Figure 10 shows the normalized measured point spread functions for the MWDL of Figure 7b designed for separating and focusing to two different points the radiation with the wavelengths ${\lambda }_1=900 \mathrm{nm}$ and ${\lambda }_2=970 \mathrm{nm}$. As above, the measured distributions are shown in the same region as the corresponding calculated distributions presented in Figure 4. Similar to the previous example, the comparison of Figure 4 and Figure 10 shows that the measured distributions in Figure 9 are in a reasonable agreement with the numerical simulation results in Figure 4. Again, slightly “smoothed” measured distributions are due to MWDL fabrication errors and the relatively large pixel size of the sensor.

5. Conclusions

We proposed a method for calculating multi-wavelength diffractive lenses for separating and focusing the radiation of L different wavelengths to L different points.

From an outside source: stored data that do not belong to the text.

PR #4385, opened 2025-12-22
Remove hard-coded endpoints from the tests and rely solely on endpoints.json

uglide:
Goals:
1. Skip integration test if the required endpoint is not configured (missing in endpoints.json)
2. Move as many tests as possible to use Endpoints, including sentinel and cluster tests
3. Strip down the "local" testing flow to just a few endpoints to avoid duplicated configs, but allow agile development based on the source-build redis server. The new responsibility of the local/legacy test infrastructure is to support development, not to run all tests. **All advanced integration flows (TLS, sentinel, cluster, etc) should now be tested on Docker-based infra only to make failures easier to reproduce.**

### DIFF
--- a/src/test/java/redis/clients/jedis/scenario/ClusterTopologyRefreshIT.java
+++ b/src/test/java/redis/clients/jedis/scenario/ClusterTopologyRefreshIT.java
@@ -15,6 +15,10 @@ import java.util.HashSet;
 import java.util.Set;
 import java.util.concurrent.atomic.AtomicLong;
 
+import static org.hamcrest.MatcherAssert.assertThat;
+import static org.hamcrest.Matchers.greaterThan;
+import static org.hamcrest.Matchers.is;
+import static org.hamcrest.Matchers.not;
 import static org.junit.jupiter.api.Assertions.assertEquals;
 import static org.junit.jupiter.api.Assertions.assertTrue;
 import static org.junit.jupiter.api.Assertions.fail;
@@ -49,15 +53,11 @@ public class ClusterTopologyRefreshIT {
         .socketTimeoutMillis(RecommendedSettings.DEFAULT_TIMEOUT_MS)
         .connectionTimeoutMillis(RecommendedSettings.DEFAULT_TIMEOUT_MS).build();
 
-    ClusterConnectionProvider provider = new ClusterConnectionProvider(jedisClusterNode, config,
-        RecommendedSettings.poolConfig);
-    ClusterConnectionProvider spyProvider = spy(provider);
-
-    try (RedisClusterClient client = RedisClusterClient.builder().connectionProvider(spyProvider)
-        .maxAttempts(RecommendedSettings.MAX_RETRIES)
+    try (RedisClusterClient client = RedisClusterClient.builder().nodes(jedisClusterNode)
+        .clientConfig(config).maxAttempts(RecommendedSettings.MAX_RETRIES)
         .maxTotalRetriesDuration(RecommendedSettings.MAX_TOTAL_RETRIES_DURATION).build()) {
-      assertEquals(1, client.getClusterNodes().size(),
-        "Was this BDB used to run this test before?");
+      Set<String> initialNodes = client.getClusterNodes().keySet();
+      assertEquals(1, initialNodes.size(), "Was this BDB used to run this test before?");
 
       AtomicLong commandsExecuted = new AtomicLong();
 
@@ -100,7 +100,12 @@ public class ClusterTopologyRefreshIT {
         assertTrue(client.exists(String.valueOf(i)));
       }
 
-      verify(spyProvider, atLeast(2)).renewSlotCache(any(Connection.class));
+      Set<String> afterReshardNodes = client.getClusterNodes().keySet();
+      assertThat("After set should have more nodes than initial set", afterReshardNodes.size(),
+        greaterThan(initialNodes.size()));
+
+      boolean hasNewNode = afterReshardNodes.stream().anyMatch(n -> !initialNodes.contains(n));
+      assertThat("After set should have a node not in initial set", hasNewNode, is(true));
     }
   }
 


uglide:
Reminder: Re-run all tests when Maven Central is back online.

src/test/resources/env/.env
```diff
@@ -3,6 +3,6 @@ REDIS_STACK_VERSION=8.4.0
 CLIENT_LIBS_TEST_IMAGE=redislabs/client-libs-test
 REDIS_ENV_CONF_DIR=./
 REDIS_MODULES_DIR=/tmp
-REDIS_ENV_WORK_DIR=/tmp/redis-env-work
+REDIS_ENV_WORK_DIR=/home/imalinovskyi/playground/jedis_package_fixes/env
```
ggivo: Looks like unintentional change?

Makefile
```diff
@@ -415,88 +47,24 @@ appendonly no
...
-export REDIS_STABLE_CLUSTER_NODE1_CONF
-export REDIS_STABLE_CLUSTER_NODE2_CONF
-export REDIS_STABLE_CLUSTER_NODE3_CONF
 export REDIS_UDS
 export REDIS_UNAVAILABLE_CONF
 
 
 start: cleanup compile-module
+	# Simple local test env that provides only "standalone-0" endpoint and an instance listening on Unix socket
 	export TEST_ENV_PROVIDER=local
```
ggivo: Since we are removing the full local test env and replace it with a simple one covering only module/UDS, we could probably consider renaming 

`start-test-env`/`stop-test-env`/`test-on-docker`  targets also to common ones start/stop/test, and use different ones for simple test env.?

src/test/java/redis/clients/jedis/util/EnvCondition.java
```diff
@@ -0,0 +1,143 @@
...
+ * public class DockerOnlyTest {
+ *   // Tests in this class only run in Docker environment
+ * }
+ *
+ * &#64;ExtendWith(EnvCondition.class)
+ * &#64;SkipOnEnv("re")
+ * public class NotOnEnterpriseTest {
+ *   // Tests in this class are skipped in Redis Enterprise environment
+ * }
+ * </pre>
```
ggivo, line 36: looks like  `SkipOnEnv`& `EnabledOnEnv` are mutually exclusive?

If both are provided, `SkipOnEnv` takes precedence & `EnabledOnEnv` is ignored. 
It's good to have it documented or probably better to merge them in single annotation
```

// Enable only in oss
@ConditionalOnEnv(value = "oss", enabled = true)

// Skip in Redis Enterprise  
@ConditionalOnEnv(value = "re", enabled = false)

// Multiple environments
@ConditionalOnEnv(value = {"docker", "local"}, enabled = true)
```

current logic :
```
If @SkipOnEnv annotation exists → evaluateDisabledOnEnv() is called
If current env NOT in skip list → ENABLED (test runs)
@EnabledOnEnv is completely ignored when @SkipOnEnv is present
```

src/test/java/redis/clients/jedis/util/RedisVersionCondition.java
```diff
@@ -7,36 +7,54 @@
...
+  }
+
   @Override
   public ConditionEvaluationResult evaluateExecutionCondition(ExtensionContext context) {
+    try {
+      ensureInitialized();
+    } catch (TestAbortedException e) {
+      return ConditionEvaluationResult.disabled(e.getMessage());
+    }
+
```
ggivo: This way I think we will hide misconfiguration issues and mark tests as disabled instead of failing. I think in case we are not able to resolve the Redis endpoint version for any reason test should fail.

Same as in `EnabledOnCommandCondition`

src/test/java/redis/clients/jedis/util/TestEnvUtil.java
```diff
@@ -6,18 +6,35 @@ public class TestEnvUtil {
     // Redis servers running inside docker
     public static final String ENV_DOCKER = "docker";
 
+    public static final String ENV_LEGACY = "local";
+
```
ggivo: nit:  'docker' (my bad) is not the most descriptive name, 
don't have much better proposal either, just rising the topic if we can come up with something more meaningfull
```
// Redis OSS running in Docker containers
public static final String ENV_OSS_DOCKER = "oss-docker";

// Local Redis OSS processes (legacy environment for UDS tests)
public static final String ENV_OSS_LOCAL = "oss-local";

// Remote Redis Enterprise cluster
public static final String ENV_REDIS_ENTERPRISE = "redis-enterprise";
```

src/test/java/redis/clients/jedis/commands/jedis/ClusterCommandsTest.java
```diff
@@ -77,19 +86,22 @@ public static void resetRedisAfter() {
   }
 
   public static void removeSlots() {
+    if (endpoint == null)
+      return;
```
ggivo, line 90: In which case, it can be null?

uglide: If the test is skipped in the `@BeforeAll` hook, this method is still called as a cleanup, and the endpoint will be `null`.

src/test/java/redis/clients/jedis/util/RedisVersionCondition.java
uglide: I'm afraid this is the only way to do this because of:

1. Class is instantiated and all @RegisterExtension are applied
2. If the class doesn't have endpoint explicitly defined in the `@beforeAll` hooks, then Conditions are checked
3. `ConditionEvaluationResult` doesn't have an option to skip the test

If we don't handle TestAbortedException here, the test will be marked as failed, but we know by the exception type that the endpoint doesn't exist in the `endpoints.json` file. 

The only way to avoid it is to mark each and every test with tags in "allow list" fashion like "env_oss_docker", "env_oss_source", etc but it's quite overhelming because it will be on the each test method level for most of the test classes. On top of that, it's better to do the "mass renaming" of integration tests first, to remote the "magic" in pom first.

I suggest going in stages. Once we merge this, we need to do the "mass renaming" + extraction of "RE not compatible tests" to separate test classes. Then we can do tags on a class level.

src/test/resources/env/.env
uglide: Fixed

Makefile
uglide: Renamed

src/test/java/redis/clients/jedis/util/EnvCondition.java
uglide: Done

src/test/java/redis/clients/jedis/util/TestEnvUtil.java
uglide: I think I came up with better naming, see [my commit](https://github.com/redis/jedis/pull/4385/commits/72789e50c3a4d90e8ed8e64c4da879a84bdde50e).

Makefile
```diff
@@ -82,28 +82,28 @@ stop:
...
+deploy: | start-local mvn-deploy stop-local
 
 mvn-deploy:
 	mvn clean deploy
 
 format:
 	mvn java-formatter:format
 
-release: | start mvn-release stop
+release: | start-local mvn-release stop-local
```
ggivo: Do we need to `start-local`/`stop-local` for package/deploy/release targets? 
Now that we have separated unit/integration tests, I think we are running only unit tests there?

Makefile
ggivo, line 1: Need  to update also docs
https://github.com/redis/jedis/blob/0bb78cedfb6d078258f36c2a689cbb18a456417a/.github/CONTRIBUTING.md#L18-L18

Makefile
uglide: I think we can remove those targets completely

Makefile
uglide: Done

src/test/java/redis/clients/jedis/util/RedisVersionCondition.java
uglide: Fixed

PR #4394, opened 2026-01-12
Fix flaky AccessControlListCommandsTest

ggivo:
Introduce ACLTestUtil to isolate test client ACL log entries from concurrent activity.
- filterByClientId: filters List<AccessControlLogEntry>
- filterBinaryByClientId: filters List<byte[]> from aclLogBinary()


uglide (approved):
Nice! Thanks!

The method is based on minimizing an objective function describing the deviation of the complex transmission functions of the MWDL at the design wavelengths from the complex transmission functions of diffractive lenses designed separately for each of these wavelengths. In the method, the MWDL calculation is reduced to a set of independent optimization problems, each of which describes the calculation of the MWDL microrelief height at a single point.

As examples, we designed two MWDLs for separating and focusing pairs of wavelengths corresponding to the modified red edge simple ratio index and the water band index. In addition, an MWDL was calculated for separating and focusing four wavelengths corresponding to both mentioned vegetation indices. The presented numerical simulation results confirm high performance of the designed MWDLs. Using the direct laser writing technique, we fabricated two MWDLs for separating and focusing the wavelengths corresponding to the MRESR index and the WB index. The results of the experimental investigation of the fabricated MWDLs are in a reasonably good agreement with the numerical simulation results and additionally confirm the correctness of the proposed method for the MWDL design.

We believe that the proposed MWDLs can be utilized for the analysis of the vegetation cover using several different optical setups. In the simplest case, one can use a lens shade to ensure that the beam incident on the MWDL is close to a normally incident collimated one. In this case, the MWDL will “extract” and focus the wavelengths required for the calculation of the vegetation index of interest. To perform a full analysis of a vegetation index within a certain angle of view, angular scanning can be performed. The application of the MWDLs in spectral sensors aimed at such analysis will be the topic of a further research.

Let us also note that the proposed method can be easily generalized to the problem of designing MWDLs focusing the different wavelengths to different points in space (i.e., not located in the same plane), as well as to the problem of designing multi-wavelength diffractive optical elements (DOEs) generating different light patterns for different operating wavelengths. In the latter case, the complex transmission functions of the DOEs generating the prescribed patterns at the design wavelengths have to be used in the optimized objective function instead of the lens transmission functions.